Defining strategies to improve Hawaiʻi Island’s food security.

Hawai’i Island Agriculture & Food System Study

Food Resiliency and Sustainability Sub-Team Meeting 

February 4th, 2021 - Discussion Summary


The purpose of this meeting was to better understand Hawai’i Island’s food system by:

  1. Examining the island’s ability to supply its own food;

  2. Determining the problems in the food system to address; and

  3. Identifying the underlying causes of those problems.


1) Self-Sufficiency: What does the data tell us about the island’s capacity to meet local food demand with local food production?
Findings:
  • ****Data showing that while we can produce, processing continues to be the challenge

  • **Need for aggregation of the small farms outputs - so many under 1k and under 3 acres.

  • **Production is happening but not always clear where it is getting directed (i.e. tourist and export markets vs local markets for local consumption) and at what kinds of price points

  • *Lack of local slaughter capacity

  • *Larger operations outperform smaller operations.

  • *Not enough marketing channels for farmers to sell their products. Need to offer easier and simpler ways for farmers to sell to consumers without too many middlemen.

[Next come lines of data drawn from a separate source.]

PR #2662, opened 2026-08-10
PT-4312: Allow selecting a non-production registry server

katherinejensen00:
https://github.com/user-attachments/assets/2a4b578a-74ca-4528-a3f7-1711472d56e1

# Code Review Summary

**Branch**: PT-4312-multiple-registry-servers

**Base**: origin/main

**Date**: 2026-08-07

**Files changed**: ~24 (≈15 source/test/story + 9 generated `dist/` bundles; `package-lock.json` change reverted)

## Overview

Lets developers and testers point Platform.Bible at a non-production Paratext registry server, and makes the "Visit Paratext Registry" link open the site that matches the selected server.

- **PT-4312** — the server toggle (already in the collapsed **"Developer only"** section) now offers **Production / Development / Test**. Production stays the default; **QA is intentionally not shown** (it remains a valid persisted value that displays as Production).
- **PT-3620** — both "Visit Paratext Registry" links (the first-run step and the registration dialog) now resolve their URL from the selected server via one backend command, instead of being hardcoded to production.

**One source of truth:** a single C# command (`getParatextRegistryUrl`) maps the selected `ServerType` → registry site URL; both front ends call it and fall back to the production URL if it's unavailable, so the link is never blank.

## Where to look (reviewer's map)

Start with the first two rows — everything else follows from them. The `dist/` bundles are **generated build output; don't hand-read them** (they're committed because extensions consume the built package).

| Area | File | What it does |
| --- | --- | --- |
| **Backend (the core logic)** | `c-sharp/Users/ParatextRegistrationService.cs` | New `GetRegistryUrl(ServerType)` switch (dev/test/qa/prod) + the `getParatextRegistryUrl` PAPI command that reads the selected server. |
| **Backend tests** | `c-sharp-tests/Users/ParatextRegistrationServiceTests.cs` | Pins all four `ServerType` → URL mappings. |
| **Command contract** | `extensions/src/paratext-registration/src/types/paratext-registration.d.ts` | Declares the new `() => Promise<string>` command. |
| **Server toggle (shared UI)** | `lib/platform-bible-react/.../developer-section/developer-section.component.tsx` | Adds the **Test** option; QA stays hidden; keeps the "hidden value → Production" escape hatch. |
| **Link surface 1 (first run)** | `src/renderer/components/first-run/steps/identify-step.component.tsx` | Fetches the server-aware URL via `usePromise`; production fallback; skips in demo mode. |
| **Link surface 2 (registration dialog)** | `extensions/src/paratext-registration/src/paratext-registration.web-view.tsx` | Same fetch pattern via `usePromise`. |
| **Security hardening** | `lib/platform-bible-react/.../markdown-renderer.component.tsx` | Adds `rel="noopener noreferrer"` to `target="_blank"` links (the dialog link flows through here). |
| **Constant rename** | `extensions/src/paratext-registration/src/utils.ts` | `PARATEXT_REGISTRY_LINK` → `PRODUCTION_REGISTRY_URL` (the fallback). |
| Tests / stories / e2e | `*.test.tsx`, `developer-section.stories.tsx` (×2), `identify-step.component.stories.tsx` (new), `e2e-tests/.../internet-settings.spec.ts` | Coverage for the toggle, the link fetch, and the Test option. The new IdentifyStep stories include one that visually documents the registry link following the selected server (Test). |

## API Changes

- **`paratext-registration` extension** (`.../types/paratext-registration.d.ts`): Added `CommandHandlers['paratextRegistration.getParatextRegistryUrl']: () => Promise<string>` to the `papi-shared-types` augmentation. New, non-breaking; returns a primitive (no new types).
- **`lib/platform-bible-react` — `DeveloperSection` (`@experimental`)**: No signature change. Internal `ServerType` alias/JSDoc updated to surface `Test`; `DEVELOPER_SECTION_STRING_KEYS` gained `'%paratextRegistration_label_serverType_option_Test%'`. The exported `selectedServer: ServerType` / `onServerChange: (server: ServerType) => void` shapes are unchanged (the `ServerType` union already contained `'Test'`).
- **`lib/platform-bible-react` — `MarkdownRenderer`**: No signature change. Rendered `<a>` now emits `rel="noopener noreferrer"` when `anchorTarget === '_blank'` (behavior only).
- **`lib/platform-bible-utils`**: None.
- **`lib/papi-dts/papi.d.ts`**: None (extension command handlers live in the extension's own `.d.ts`, not the core bundle).
- **(Non-API, noted)** `extensions/.../utils.ts`: exported const `PARATEXT_REGISTRY_LINK` renamed to `PRODUCTION_REGISTRY_URL` (internal utils module; all in-repo references updated).

None.

- [x] **Stale second Storybook file** — `lib/platform-bible-react/src/stories/advanced/developer-section.stories.tsx` (separate from the extension's copy) omitted the Test mock-string key (so the new toggle rendered unlabeled) and had comments claiming Test collapses to Production. _(fixed during review: added a `TestActive` story, added the `Test` key to its `localizedStrings` mock, corrected the QA-collapse and disabled-toggle comments.)_
- [x] **`package-lock.json` root-name flip** — the only diff was `"name": "paranext-core"` → the worktree branch name, an accidental `npm install`-in-worktree artifact. _(fixed during review: reverted; not committed.)_

[Author response: Author approved fixing both — pure cleanups, no design tradeoff — and asked to also fix anything else that's a genuine improvement.]

### Minor — Consider

- [ ] ~~The registration web view's `fetchRegistryUrl` has no test~~ _(the repo does not unit-test web views — its sibling `internet-settings.web-view` is also untested; the logic is trivial and mirrors the fully-tested identify-step copy. Covered by manual verification.)_
- [ ] ~~The production URL literal is duplicated in three places (extension `utils.ts`, renderer step, C# `_` arm)~~ _(unavoidable across two languages/packages; the C# `GetRegistryUrl` is canonical and the two TS copies only shadow it for the offline/error fallback.)_
- [ ] ~~`fetchRegistryUrl`'s body is near-identical across the two front ends~~ _(they live in different packages; both already reuse the shared `usePromise` hook — a further shared abstraction isn't warranted for two consumers.)_
- [ ] ~~The "Visit Paratext Registry" label doesn't name the selected environment~~ _(changing it needs new localized strings and a UX decision — out of scope for this feature; flagged for the reviewer.)_
- [ ] ~~The new command's TSDoc could state the URL is environment-dependent~~ _(the `@returns` already says "for the server currently selected," which conveys this.)_
- [ ] ~~The `utils.ts` const rename is technically breaking~~ _(internal extension util, not public API; no out-of-repo importer.)_

[Author response: Author reviewed all six and did not request changes; each is informational or out of scope.]

#### Shared Regions Modified

None. (No `#region shared with` markers overlap the changed lines.)

#### Extension Config Changes

None. Only extension source/type-declaration/test/story files changed — no `webpack.config.ts`, `tsconfig.json`, `package.json`, or `.eslintrc*` under `extensions/`, so no propagation to the extension templates is needed.

## Positive Observations

- **One source of truth**: the server→URL mapping lives only in C# (`GetRegistryUrl`), exposed via one command; both front ends call it — no duplicated URL map in TS.
- **Thorough tests**: C# pins all four `ServerType` mappings; the DeveloperSection tests cover Test-active, click-Test, and the subtle "clicking active Test must NOT re-route to Production (unlike hidden QA)" edge case; the identify-step test was refactored to route command mocks by name (so the mount-time URL fetch can't consume a queued validation mock).
- **Localization**: uses the pre-existing `Test` key (en + es); no hardcoded user-visible strings introduced.
- **Security hardening**: `rel="noopener noreferrer"` added for `_blank` anchors, with an explanatory comment.
- **Clean reuse**: adopts the shared `usePromise` hook with stable module-scope callbacks; the `PARATEXT_REGISTRY_LINK` → `PRODUCTION_REGISTRY_URL` rename is clearer and the old symbol is gone everywhere.
- **Stable public API**: `ServerType` already included `'Test'`, so the exported prop shapes didn't change; the new command conforms to the existing sibling command convention (parameterless, resolves context from ParatextData internally).
- **Storybook coverage** (author-added): the new `IdentifyStep` stories cover the empty/valid/invalid/restart states and — most usefully for this feature — a story that demonstrates the "Visit Paratext Registry" link resolving to the selected server's site, documenting the PT-3620 behavior visually.

## Interview Notes

- **Purpose** (author's words): "Allow selecting a non-production Paratext registry server (Production/Development/Test; QA hidden, Production default), and make the 'Visit Paratext Registry' link open the registry site matching the selected server. (PT-4312 + PT-3620.)"
- The author directed the key design decisions throughout: QA stays hidden but its link still resolves to the QA site (logical consistency); reuse the existing `usePromise` hook rather than a bespoke effect; keep server selection subtle inside the "Developer only" disclosure; a single backend command as the source of truth.
- The author approved the two in-review fixes and asked to address any further genuine improvements; the six minor findings were reviewed and judged informational/out-of-scope.
- No unresolved items; the author demonstrated clear understanding of the changes (design walkthrough skipped as unnecessary). Nothing was deferred to AI.

## In-Review Quality Check

Changes made during review:
1. Fixed the stale lib `developer-section.stories.tsx` (added `TestActive`, added the Test mock key, corrected comments).
2. Reverted the `package-lock.json` name change.
3. In the author-added `identify-step.component.stories.tsx`, moved each `beforeEach` from under `parameters` to the story level. Storybook reads `beforeEach` as a top-level annotation; nested under `parameters` it is inert, so the `sendCommand`/demo-mode mocks never installed and the play assertions (e.g. the Test-registry-link story) would not hold. This matches the sibling `internet-settings-step.stories.tsx` pattern.

- **Format (prettier)**: clean — both story files already/again formatted.
- **Lint (eslint, lib workspace)**: clean on the lib story (0 errors). The renderer story's eslint run repeatedly timed out in this environment (~8 min); the change is purely structural (unwrapping `parameters`) and prettier-clean, so CI lint is the backstop.
- **Typecheck**: type-safe by construction — `'Test'` is a valid `ServerType`; `beforeEach` is a valid Story annotation (the sibling uses it). Full `typecheck` shows only the pre-existing, environmental `release/app/buildInfo.json` error (present on CI), unrelated to these changes.
- **Tests**: the DeveloperSection component test (12/12) is unaffected by Storybook-only changes.
- Storybook files are not bundled into `dist`, so no library rebuild was needed.

## Suggested Review Focus

- [ ] **Registry URLs** — confirm `registry-dev` / `registry-test` / `registry-qa.paratext.org` are the correct hosts (dev confirmed by PT-3620; test/qa follow the `registry-dev` naming convention and are verified manually, not in CI).
- [ ] **QA behavior (deliberate)** — a persisted QA value shows as Production in the toggle but its link resolves to the QA site. Confirm that's the intended trade-off.
- [ ] **Registration-dialog link** — this second link surface is covered by manual verification, not a unit test (per the repo's no-web-view-test convention). Worth a manual click-through.
- [ ] **`dist/` diff** — 9 generated bundles are included (the repo's convention is to commit the built `platform-bible-react`); they're not meant to be hand-read.

- - -
This change is [Reviewable](https://reviewable.io/reviews/paranext/paranext-core/2662)


tombogle:
I notice in this video that on Step 2, the heading shows the Title as "Set up Platform.Bible" with the subtitle "Step 2 of 4", but then with no further explanation, the first radio button just says "Unrestricted". Under that is explanatory text that makes it reasonably clear *what* is not restricted, but the user kind of has to read from the bottom up to make sense of it. This is really a @paranext/paranext-ux question, but it seems to me that something is needed higher up to set the stage for the decision to be made.

tombogle:
FYI: regarding the package-lock problem, #2688 should prevent this kind of churn.

tombogle (changes requested):
> @tombogle partially reviewed 31 files and all commit messages, and made 7 comments.
> *[Reviewable](https://reviewable.io/reviews/paranext/paranext-core/2662)* status: all files reviewed, 7 unresolved discussions (waiting on katherinejensen00).

___
*[`lib/platform-bible-react/src/components/advanced/developer-section/developer-section.component.tsx` line 47 at r1](https://reviewable.io/reviews/paranext/paranext-core/2662#-P-GfOPG9AF-DO7R1-bg:-P-GfOPG9AF-DO7R1-bh:b-cf75kh) ([raw file](https://github.com/paranext/paranext-core/blob/0cf5f2b99352dacb6027298329f76fd511e60ff8/lib/platform-bible-react/src/components/advanced/developer-section/developer-section.component.tsx#L47)):*
> ```XML
> }: DeveloperSectionProps) {
>   const [isExpanded, setIsExpanded] = useState(false);
>   // QA (and any unknown value) is not surfaced in this UI; it displays as Production.
> ```

I see comments and PR notes throughout explaining that QA resolves to production in the UI. But it actually implies a different URL. What is this all about? Is it explained somewhere? How/where/why would the setting ever be QA?
___
*[`c-sharp-tests/Users/ParatextRegistrationServiceTests.cs` line 7 at r1](https://reviewable.io/reviews/paranext/paranext-core/2662#-P-G_tzME8g5DTYEwTtZ:-P-G_tzME8g5DTYEwTt_:b-tjmt5k) ([raw file](https://github.com/paranext/paranext-core/blob/0cf5f2b99352dacb6027298329f76fd511e60ff8/c-sharp-tests/Users/ParatextRegistrationServiceTests.cs#L7)):*
> ```Smalltalk
> 
> [TestFixture]
> internal class ParatextRegistrationServiceTests
> ```

Can't help but wonder if this is taking TDD to a ridiculous extreme. If this rather trivial function deserves a test at all, this would be more compact and descriptive:



_Code snippet:_
```Smalltalk
[TestCase(ServerType.Development, ExpectedResult = "https://registry-dev.paratext.org/")]
[TestCase(ServerType.Test, ExpectedResult = "https://registry-test.paratext.org/")]
[TestCase(ServerType.QualityAssurance, ExpectedResult = "https://registry-qa.paratext.org/")]
[TestCase(ServerType.Production, ExpectedResult = "https://registry.paratext.org/")]
public string GetRegistryUrl_ReturnsExpectedUrl(ServerType server) =>
    ParatextRegistrationService.GetRegistryUrl(server);
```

  • *Aggregation of small farm outputs, and being clear about the story of what’s being exported vs eaten.

  • *Capacity there but processing, aggregation, and distribution need support, and, devil is in the details. What the data gives us about the details will be an important driver moving forward.  

  • Lack of adequate cold storage 

  • Need for increased aggregation and distribution networks

  • Need for more certified kitchens, value-added infrastructure

  • Few small farms are generating most of the revenue, but not most of the food consumed here.

  • We produce a lot more nut and specialty crops vs. vegetables & melons (10% of farms)

  • Data is validating opinions and concerns that people have about the food system. One thing to bring up also is an environment and system that existed pre-COVID, and this makes historical numerical data a little less useful in the sense that we don’t know if and how we will go back to these systems moving forward. 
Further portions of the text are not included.